• **DATA FOR REVIEW**:
PR #879, opened 2021-02-16
Makefile: fix length calculation with recent 'make'

Hyask:
'make' >= 4.3 has a breaking change in the way it escapes the '#' character. A hack is needed to make it work with
multiple versions of 'make'.
More details can be found in the 'make' changelog (https://lwn.net/Articles/810071/).

This already affects Debian testing and the latest Ubuntu at least.

### DIFF
--- a/Makefile
+++ b/Makefile
@@ -626,12 +626,17 @@ endif
 endif
 
 ifneq ($(CONFIG_LINUX),)
+
+# This hack is needed with `make` >=4.3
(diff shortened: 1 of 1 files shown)


AndrewFasano:
I've never seen a backwards-incompatible change in `make` before. Thanks for the fix!

Hyask:
> I've never seen a backwards-incompatible change in `make` before. Thanks for the fix!

Yeah, me neither. Thanks for the quick merge.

• **YOUR ASSIGNMENT**: All lines in the records above with "incompatible" need to be found and copied.

• **RESULT**:
I've never seen a backwards-incompatible change in `make` before. Thanks for the fix!
> I've never seen a backwards-incompatible change in `make` before. Thanks for the fix!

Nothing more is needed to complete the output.